A semi-mechanistic model for estimating fat free mass in children
Hesham S Al-Sallami (1), Ailsa Goulding (2), Rachel W Taylor (2), Andrea M Grant (2), Sheila M Williams (2), Stephen B Duffull (1)
(1) School of Pharmacy, University of Otago, Dunedin, New Zealand; (2) School of Medicine, University of Otago, Dunedin, New Zealand
Objectives: Body size correlates with clearance and can be used to scale drug doses. Lean body weight (LBW) has been proposed to be a better size descriptor than other measures of weight. Mathematical models for estimating LBW (approximated by fat free mass, FFM) have been developed in adults. There are currently no models available to predict in children. The aim of this project is to develop a semi-mechanistic model to quantify FFM in paediatric patients.
Methods:
- A general model for maturation was developed for FFM using NONMEM VI. An index dataset (496 females and 515 males) containing demographic data and body composition measurements was used to estimate model parameters. Missing data were imputed.
- An empirical model for FFM was developed using STATA 11.
- The predictive ability of the adult model (Janmahasatian et al, 2005) and the general maturation model were evaluated with respect to the empirical model using the mean squared error (MSE).
- A test dataset (90 females and 86 males) was used to evaluate the general maturation model.
Results:
- A semi-mechanistic sigmoid Emax maturation model was developed:
FFMchildren = FFMbaseline + AGE^GAMMA/(AGE^GAMMA + AGE50^GAMMA) x (FFMadults - FFMbaseline)
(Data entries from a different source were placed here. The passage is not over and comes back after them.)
PR #6566, opened 2026-01-19
Preventing the addition of a version tag on a direct dependency for scenarios where the local parent had the managed dependency that we were also changing. Also prevented property creation / modification that could cause breakages of other dependencies.

steve-aom-elliott:
## What's changed?
- When we're calling `ChangeDependencyGroupIdAndArtifactId`, where we'd also be updating the managed dependency, and the managed dependency lives in a parent POM (that is within the repo), it will now be prevented from also adding the version tag to the direct dependency because it should be getting inherited from the managed dependency in the parent.
- When we're calling `ChangeDependencyGroupIdAndArtifactId` or `ChangeManagedDependencyGroupIdAndArtifactId`, it will now prevent the creation or changing of a local POM property when changing a tag value for `groupId`, `artifactId` or `version`.

## What's your motivation?
- When you had the managed dependency outside of the current POM but were going to change it as well, because the operations ran using `doAfterVisit(..)`, the updated POM for the parent would not be visible at the time of deciding whether to add a `version` tag to your direct dependency.
- When changing the dependency's GAV, namely the `groupId` and `artifactId`, you're no longer truly representing the same dependency anymore, and so introducing a local property to override an inherited property or changing an existing local property could cause it to break other inherited managed dependencies or direct dependencies also relying on inherited properties.

### Checklist

### DIFF
--- a/rewrite-maven/src/main/java/org/openrewrite/maven/ChangeDependencyGroupIdAndArtifactId.java
+++ b/rewrite-maven/src/main/java/org/openrewrite/maven/ChangeDependencyGroupIdAndArtifactId.java
@@ -175,19 +175,13 @@ public class ChangeDependencyGroupIdAndArtifactId extends Recipe {
                 if (isOldDependencyTag || isPluginDependency || isAnnotationProcessorPath) {
                     String groupId = newGroupId;
                     if (groupId != null) {
-                        Optional<Xml.Tag> groupIdTag = t.getChild("groupId");
-                        if (groupIdTag.isPresent()) {
-                            t = (Xml.Tag) new ChangeTagValueVisitor<>(groupIdTag.get(), groupId).visitNonNull(t, ctx);
-                        }
+                        t = (Xml.Tag) new ChangeTagValueVisitor<>(t.getChild("groupId").orElse(null), groupId).visitNonNull(t, ctx);
                     } else {
                         groupId = t.getChildValue("groupId").orElseThrow(NoSuchElementException::new);
                     }
                     String artifactId = newArtifactId;
                     if (artifactId != null) {
-                        Optional<Xml.Tag> artifactIdTag = t.getChild("artifactId");
-                        if (artifactIdTag.isPresent()) {
-                            t = (Xml.Tag) new ChangeTagValueVisitor<>(artifactIdTag.get(), artifactId).visitNonNull(t, ctx);
-                        }
+                        t = (Xml.Tag) new ChangeTagValueVisitor<>(t.getChild("artifactId").orElse(null), artifactId).visitNonNull(t, ctx);
                     } else {
                         artifactId = t.getChildValue("artifactId").orElseThrow(NoSuchElementException::new);
                     }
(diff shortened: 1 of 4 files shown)


steve-aom-elliott:
With regards to property changes for existing properties (which isn't covered currently), perhaps it makes sense to effectively say that all bets are off in terms of updating existing properties when you use `ChangeDependencyGroupIdAndArtifactId` or `ChangeManagedDependencyGroupIdAndArtifactId` specifically, as there are too many situations to contend with, and in those cases, opt for not modifying the properties but rather use the actual values on the changed dependency rather than placeholders.

shanman190:
I feel like trying to reuse the property definitely has risks for doing harm. Even trying to match all of the currently used GAs to the target GA doesn't always pan out for cases like `jackson-bom`.

steve-aom-elliott:
@shanman190 This last push is quick pass of making it so that if you ask for properties to not be changed (such as when we're running `ChangeDependencyGroupIdAndArtifactId` or `ChangeManagedDependencyGroupIdAndArtifactId`) that it also does not change the existing local POM properties.

rewrite-maven/src/main/java/org/openrewrite/maven/MavenVisitor.java
```diff
@@ -292,15 +292,23 @@ protected boolean isTag(String name) {
...
+
+    protected Xml.Tag changeChildTagValue(Xml.Tag tag, String childTagName, @Nullable String newValue, P p, boolean doNotAlterAnyProperties) {
+        return changeChildTagValue(tag, childTagName, newValue, false, p, doNotAlterAnyProperties);
     }
 
     protected Xml.Tag changeChildTagValue(Xml.Tag tag, String childTagName, @Nullable String newValue, @Nullable Boolean addPropertyIfMissing, P p) {
+        return changeChildTagValue(tag, childTagName, newValue, addPropertyIfMissing, p, false);
+    }
+
+    protected Xml.Tag changeChildTagValue(Xml.Tag tag, String childTagName, @Nullable String newValue, @Nullable Boolean addPropertyIfMissing, P p, boolean doNotAlterAnyProperties) {
```
sambsnyd: I don't like this `doNotAlterAnyProperties` flag. Perhaps the recipe should use the change tag visitor directly rather than this helper method if the behavior of this helper method is not desired.

steve-aom-elliott: @sambsnyd In the latest push, I dropped the flag an opted for a separate helper `changeChildTagValueInlineOnly(..)` that takes will only do a check for whether the child tag (if present) is the same value as requested and if not, runs the `ChangeTagValueVisitor` to change the value instead.

rewrite-maven/src/main/java/org/openrewrite/maven/MavenVisitor.java
```diff
@@ -291,6 +291,17 @@ protected boolean isTag(String name) {
...
+    protected Xml.Tag changeChildTagValueInlineOnly(Xml.Tag tag, String childTagName, @Nullable String newValue, P p) {
+        Optional<Xml.Tag> childTag = tag.getChild(childTagName);
+        if (childTag.isPresent()) {
+            String oldValue = childTag.get().getValue().orElse(null);
+            if (newValue != null && !newValue.equals(oldValue)) {
+                tag = (Xml.Tag) new ChangeTagValueVisitor<>(childTag.get(), newValue).visitNonNull(tag, p);
+            }
+        }
+        return tag;
+    }
```
sambsnyd: I don't love adding API surface area to MavenVisitor for this. Almost always a maven recipe author will want the property update. Without the property updates it's just an invocation of `ChangeTagValueVisitor` which can be done in a single line.

steve-aom-elliott: @sambsnyd Latest push drops the method in `MavenVisitor`. I need to instead check if the child tag exists first in the places I was calling this (at least for `groupId` and `artifactId`, as they weren't guarded in all places externally).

- An empirical model with 9 terms (including interactions) was developed using mixed-effect linear regression.
- Using the index dataset, the adult model had a variance of 15 kg2 whereas the maturation model had a variance of 12 kg2. The increment in MSE using the adult model in relation to the empirical model (which had a variance of 6 kg2) was 146%; the increment in MSE using the maturation model in relation to the empirical model was 99%.
- Using the test dataset, the adult model had a variance of 16.5 kg2 whereas the maturation model had a variance of 12.2 kg2. The increment in MSE using the adult model in relation to the empirical model (which had a variance of 8.5 kg2) was 94%; the increment in MSE using the maturation model in relation to the empirical model was 44%.
Conclusions: The adult model provided an unbiased descriptor of FFM in children. The general model for maturation for FFM provided a more precise estimate of FFM in children than the adult model. The loss of predictive performance was significantly less for the general model for maturation compared to the adult model for both internal and external evaluation.
References:
[1] Janmahasatian et al. Clin Pharmacokinet 2005; 44(10): 1051-1065.